Quotes Related to Computer Security: humorous, pithy, ...

Quotes Related to Computer Security

Remember, even paranoids have real enemies.

Delmore Schwartz, American poet
circa 1950's
Often misattributed to Henry Kissinger
or to being an "old saying"

Paranoia is the only sane approach.
In this business, you would be crazy not to be paranoid.

In war-time, truth is so precious that she should always be attended by a bodyguard of lies.

Winston Churchill

Good system administration is good security, and vice versa

Douglas Gerdin, System Administrator, AI Center, SRI International

Aggressive creativity: a characteristic of people in intrusion handling

Douglas Moran

The company developed these features at customers' request. When used properly, they automate day-to-day tasks and save time.
"But anytime you have the ability to automate something, there's always the potential for misuse," he said. "More important than the technical side of this is the human side. It's not something technology is ever going to be able to solve." ... Microsoft's Culp said Internet users must ultimately understand technology's limitations. He said customers have the option to turn off some of the features in question and take other security precautions.

"We as a society chose to get more connected, and one of the perils of doing that is, the more connected you are with everybody, the more connected you are with malicious people as well."

Scott Culp, a security manager at Microsoft, quoted in "Technology Security Risks Growing" by Anick Jesdanun, AP, 5/5/2000

One area of intrusion detection R&D that has received much too little attention has been the similarity between on-the-fly network management and on-the-fly network intrusion detection. In particular, the emerging Remote Monitoring (RMON) Management Information Base (MIB) defined in RFC 1271 provides an excellent basis for performing some intrusion detection collection and processing. This is especially important because such an embedded base of network management applications already exists for RMON. ... By utilizing standards such as SNMP and RMON, network system designers can use multiple vendors for their data collection and processing functions, without having to worry about incompatibilities.

Edward Amoroso, Intrusion Detection: An Introduction to Internet Surveillance, Correlation, Trace Back, Traps, and Response, Intrusion.Net Books, New Jersey, 1999, ISBN 0-9666700-7-8.
page 52

The third option in active response is to collection additional information. This option is of special interest when the system being protected is critical and a system owner might want to pursue legal remedies. At times this logging response is coupled with the use of a specialized server, established to serve as an environment into which the intruder can be diverted. This server is known by a variety of names. Most common are "honey pots," "decoys," or "fishbowls." Such servers are equipped to mimic the appearance and content of critical systems.
Decoy servers are of value to security managers who are collecting threat information on intruders or who are collecting evidence to support taking legal action against them. Using a decoy server allows the victim of an intrusion to determine the intent of the intruder, logging extensive information about the activities of the intruder without placing the actual system contents at risk of damage or divulgence. This information can also be used to construct custom detection signatures.
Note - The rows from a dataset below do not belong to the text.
PR #1023, opened 2019-01-25
feat: loading screen when broadcasting to many peers

alexbarnsley:
## Types of changes

## Checklist

### DIFF
--- a/src/renderer/components/Modal/ModalLoader.vue
+++ b/src/renderer/components/Modal/ModalLoader.vue
@@ -29,7 +29,7 @@ import Loader from '@/components/utils/Loader'
 import ModalWindow from './ModalWindow'
 
 export default {
-  name: 'ModalLoading',
+  name: 'ModalLoader',
 
   components: {
     Loader,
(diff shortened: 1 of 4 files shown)


alexbarnsley:
Well the reason I wanted it is because during testing I hit some bad peers on devnet which meant the entire broadcast took a good few minutes to finish, which may have the same result on a bad internet connection. Not showing anything may give the impression it somehow failed to broadcast the transaction at all. The modal itself can be closed after 15 seconds when a close button opens, which I think should be plenty of time to get broadcast unless there are issues. 
I have also added a timeout to the broadcast of 3 seconds per peer which helped reduce the total time down.

This is for the less tech-savvy who may not necessarily trust software. To prevent the whole "It doesn't look like it's doing anything. Has it broadcast or...?", only for the "Successfully broadcast" to be sent a few minute later. It's also to prevent sending a new transaction in case they thought the previous one failed.

luciorubeens:
Got it, makes sense. My concern is with the message displayed:

`It looks like something went wrong. You may close the window but this could cause adverse effects.`

Don't you think the user who does not know what's going on will be worried?

alexbarnsley:
@luciorubeens 	I've updated the message to "It looks like it's taking a while to broadcast your transaction. You may close the window and it will continue to send in the background."

Issue #803, opened 2018-12-20
Delegate Voting easier for "Outside 51"


michaelthecryptoguy:
**Feature Request**
An easier method to find/vote for someone outside the 51 delegates 
**Describe the solution you'd like**
No Alternative or Solution at this time

kalgoop:
We can put up a input field in some modal where user can enter name of delegate he wants to vote (like it was in old version of desktop wallet)

doubled1c3:
Recommending upgrading priority of this beyond "nice to have." A text box for autocompleting a delegate name for voting keeps playing field fair... if a new delegate appears and people want to vote for them but they have zero votes, the pagination is nearly endless to locate that delegate, placing an undue inconvenience on voting for a new delegate vs an incumbent forger... @j-a-m-l

michaelthecryptoguy:
I do agree, although I Know you guys are spending Alot of time breaking and shattering apart v1. Slowing glueing the pieces back together, all for one small piece not to fit right......

j-a-m-l:
@doubled1c3 Yes, since the number of delegates is going to grow over time, this would become more necessary over time.

I'd suggest to accomplish it some kind of filtering on the whole table, instead of autocomplete (which would be a good feature too), because that characteristic allow users to search / locate delegates even when they are not interesting on voting them.

zillionn:
Maybe just make the username textfield and filter on key up:

<img width="989" alt="screenshot 2019-01-07 at 18 10 04" src="https://user-images.githubusercontent.com/3462869/50778810-88794c80-12a7-11e9-8068-b7528a8c0504.png">

doubled1c3:
@zillionn Score. Maybe rename label to "Search delegates..."? I dunno

michaelthecryptoguy:
I don't think that would be a good idea, because that would "somewhat" imply that ark is associating itself with delegates

alexbarnsley:
I'm not sure I agree @michaelthecryptoguy, I don't think it gives any sort of impression. Even so, I don't think there's anything wrong with making it easier to vote since that's a key part of the network. The thing we don't want to associate with is the reward sharing delegates do to their voters, which is entirely optional to them and their proposals.

boldninja:
I like zillionn's approach will ask Oleg for input.

dated:
[...]

PR #1027, opened 2019-01-26
feat: make voting easier with delegate modal

dated:
## Proposed changes

#803 

vote

## Types of changes

## Checklist


dated:
This PR depends on https://github.com/ArkEcosystem/desktop-wallet/pull/1023 and won't work as intended without those changes.

dated:
There is one edge case which currently isn't handled correctly, i.e. when the the vote/unvote transaction gets broadcast and confirmed before the broadcast is finished. The vote details won't be loaded correctly in that case. If you want to try it out in the meantime @alexbarnsley 😉

alexbarnsley:
🤔 	yeh will have a test either today or tomorrow 👌

dated:
the above edge case is handled correctly now.

j-a-m-l:
@dated is this already finished?

dated:
If you can give it a try that'd be great. I'll have another look at it to see if somethings missing.

src/renderer/components/Input/InputDelegate.vue
```diff
@@ -0,0 +1,362 @@
...
+        delegate.name = `${truncate(object.username, 25)} (${this.wallet_truncate(object.address)})`
+
+        return delegate
+      })
+
+      const results = _.orderBy(delegates, (object) => {
+        return object.name || object.address.toLowerCase()
+      })
+
+      return results.reduce((map, delegate, index) => {
```
j-a-m-l: I'd use a different name for `map`; something like `acc`, `all`, `final`, `delegates`, etc.

dated:
I'm unable to reproduce what you are saying unfortunately, the wallet shows as processing after the vote has been sent successfully until the actually confirmed vote transaction has been received.

dated:
Thanks for that, I'll fix that ASAP.

dated:
I'll mark this as WIP again, I want to properly refactor the vote handling as currently there is no persistent state of the yet to be processed votes.

dated:
Can you have another look @j-a-m-l?

dated:
No, it's an error caused by my changes during the loading of a profile into the session. I'll add proper storage of the unconfirmed vote(s) to the profile to fix this and to handle the case where the user would vote for a wallet, wait for the transaction to be sent and close the wallet before the actual confirmation has been received.

j-a-m-l:
@dated there is a `TypeError`:

```
TypeError: Cannot read property 'filter' of undefined
    at Action._callee5$ (webpack-internal:///./src/renderer/services/synchronizer/wallets.js:439:77)
    at tryCatch (webpack-internal:///./node_modules/regenerator-runtime/runtime.js:62:40)
...
```

dated:
For backwards compatibility, when loading a profile, the `unconfirmedVotes` are now assigned if not present.

j-a-m-l:
@dated are you going to include here #1097?

dated:
If this PR is fine I'd fix that in a separate PR @j-a-m-l.

src/renderer/store/modules/session.js
```diff
@@ -186,6 +194,11 @@ export default {
       const profile = rootGetters['profile/byId'](profileId)
       if (!profile) return
 
+      if (!profile.unconfirmedVotes) {
+        profile.unconfirmedVotes = []
+        dispatch('profile/update', profile)
```
j-a-m-l: `[vuex] unknown local action type: profile/update, global type: session/profile/update` on the dashboard

src/renderer/i18n/locales/en-US.js
```diff
@@ -883,7 +894,11 @@ export default {
     VOTE_DELEGATE: 'Vote Delegate {delegate}',
     UNVOTE_DELEGATE: 'Unvote Delegate {delegate}',
     VOTED_FOR: 'You voted for delegate {delegate}',
-    WALLET_VOTED_FOR: 'This wallet voted for delegate {delegate}'
+    WALLET_VOTED_FOR: 'This wallet voted for delegate {delegate}',
+    NO_VOTE: 'You haven\'t voted yet, click on the button to the right to select a delegate',
```
j-a-m-l: Maybe "This wallet is not voting. Click on any delegate or search it to vote"?

src/renderer/i18n/locales/en-US.js
```diff
@@ -883,7 +894,11 @@ export default {
...
+    AWAITING_VOTE_CONFIRMATION: 'Your {type} is awaiting confirmation',
+    LOADING_VOTE: 'Loading vote details...',
+    SELECT_DELEGATE: 'Select delegate'
```
j-a-m-l: "Search delegate"

dated:
> I'd show the select/search button always because it could be used to find delegates

@j-a-m-l that makes sense. I'll work on it later.

src/renderer/i18n/locales/en-US.js
dated: Changed to `This wallet is not voting - use the search or click on any delegate to cast your vote`, does that sound ok?

j-a-m-l: Uhm, I'm not completely sure; users could think that clicking on a delegate would cast their vote directly.

Something like this "This wallet is not voting. To view more information and vote, use the search or click on any delegate"?

j-a-m-l:
Thanks, @dated

src/renderer/i18n/locales/en-US.js
dated:
```suggestion
    NO_VOTE: 'This wallet is not voting. To view more information and vote, use the search or click on any delegate',
```

src/renderer/components/Input/InputDelegate.vue
```diff
@@ -0,0 +1,362 @@
...
+        return this.dropdownValue || this.inputValue
+      },
+      set (value) {
+        this.updateInputValue(value)
+        this.$emit('input', value)
+      }
+    },
+
+    suggestions () {
+      if (!this.currentProfile) return []
```
alexbarnsley: Try to keep if statements consistent with curly brackets as it helps with readability

src/renderer/components/Input/InputDelegate.vue
```diff
@@ -0,0 +1,362 @@
...
+      this.$nextTick(() => this.closeDropdown())
+    },
+
+    onFocus () {
+      this.isFocused = true
+      this.$emit('focus')
+    },
+
+    onEnter () {
+      if (!this.dropdownValue) return
```
alexbarnsley: Try to keep if statements consistent with curly brackets as it helps with readability

src/renderer/components/Input/InputDelegate.vue
```diff
@@ -0,0 +1,362 @@
...
+    },
+
+    async updateInputValue (value) {
+      this.inputValue = value
+      // Inform Vuelidate that the value changed
+      this.$v.model.$touch()
+    },
+
+    __setSuggestion (value) {
+      if (!this.hasSuggestions) return
```
alexbarnsley: Try to keep if statements consistent with curly brackets as it helps with readability

src/renderer/components/Input/InputDelegate.vue
```diff
@@ -0,0 +1,362 @@
...
+        this.$refs.input.setSelectionRange(this.inputValue.length, this.dropdownValue.length)
+      })
+    }
+  },
+
+  validations: {
+    model: {
+      required,
+      isValid (value) {
+        return !!this.$store.getters['delegate/byUsername'](value) ||
```
alexbarnsley: I'd possibly do a `search` getter to do what is done in WalletDetails#onConfirmSelect and use that instead of piping here

src/renderer/components/Input/InputDelegate.vue
```diff
@@ -0,0 +1,362 @@
...
+
+<script>
+import { required } from 'vuelidate/lib/validators'
+import { ButtonModal } from '@/components/Button'
+import ModalQrCodeScanner from '@/components/Modal/ModalQrCodeScanner'
+import { MenuDropdown } from '@/components/Menu'
+import Cycled from 'cycled'
+import InputField from './InputField'
+import truncate from '@/filters/truncate'
+import _ from 'lodash'
```
alexbarnsley: It might be worth loading specifically which lodash modules we want here instead of all of them

dated:
A `Switch Vote` functionality is something I had in mind for a future iteration 👍

boldninja:
:waitasec: I thought that will be in this one :trollface:

dated:
:danstop:

src/renderer/components/Input/InputDelegate.vue
dated: Something like 77f2cc78de65e3df85aaa2c43070aadef9c3ed16?

boldninja:
Guess need to revert tier 1 :trollface:

dated:
Just subtract from it!

boldninja:
I'm kidding :colbert:, but if you can make switch vote in next couple of days in separate PR would be cool before next release.

src/renderer/components/Input/InputDelegate.vue
alexbarnsley: bootiful!

alexbarnsley:
all looking good! just a message I think at the bottom of the delegate modal when already voting elsewhere, which will be replaced by the "switch votes" option when you get round to it 👌

alexbarnsley:
I hate to say it @dated 😩 but I'm getting issues when i hit the "unvote" button in the footer. I'd screenshot but my clipboard is messed up. It's like it can't find the delegate. The modal pops up to unvote but all it says is "Unvote Delegate arkx" 🤔 will try a restart in the morning and do a screenshot then if you still need one. Double check as it may be my local data, but I believe it was working earlier

dated:
I broke that in one of the recent commits, it's fixed now @alexbarnsley.

dated:
There is a little issue still that's most likely caused by the api cache and the way `fetchWalletVote` works: after voting the outdated information is loaded. A proper fix for this will be possible once local storage of the transactions is implemented.

dated:
Alternatively one could leverage the fact, that the wallet vote is stored on the wallet itself, which would eliminate the need to touch the transactions at all.

alexbarnsley:
🤔 	well we have access to the delegate the wallet is voting for don't we. as you said in your last comment (which may be saying what i'm saying), the wallet API stores the delegate that wallet is voting for `vote: "publickey"`

dated:
yea, we are talking about the same

alexbarnsley:
Okay, great. Are you happy with this PR? If so, I'll give it a test

dated:
If you are happy with me changing the vote fetching in a future iteration, then yes 😄 the API call was previously fired everytime `isAwaitingConfirmation` changed, so when a vote transaction was received in under 8 seconds it fetched the cached response, which did not include the last vote. If i'm not mistaken, right now it should fail (= show outdated information) only when all of the following happens in a timeframe of 8 seconds: open wallet -> select delegate -> input passphrase & fee -> send/receive transaction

Information collected in this way is also of value to those performing trend analysis of network security threats. This information is of particular interest in systems that must operate in hostile threat environments or that are subject to large numbers of attacks (such as government Web servers or high-profile electronic commerce sites).

Rebecca Gurley Bace, Intrusion Detection, Macmillan Technical Publishing, Indianapolis, 2000, ISBN 1-57870-185-6.
page 128, section 5.2.1.3: Collect Additional Information

Ross Anderson and Roger Needham point out that the challenges of security engineering are those of "programming a computer which gives answers that are subtly and maliciously wrong at the most inconvenient possible moment."* In essence a designer must assume that the computer is under the control of an intelligent and malicious opponent.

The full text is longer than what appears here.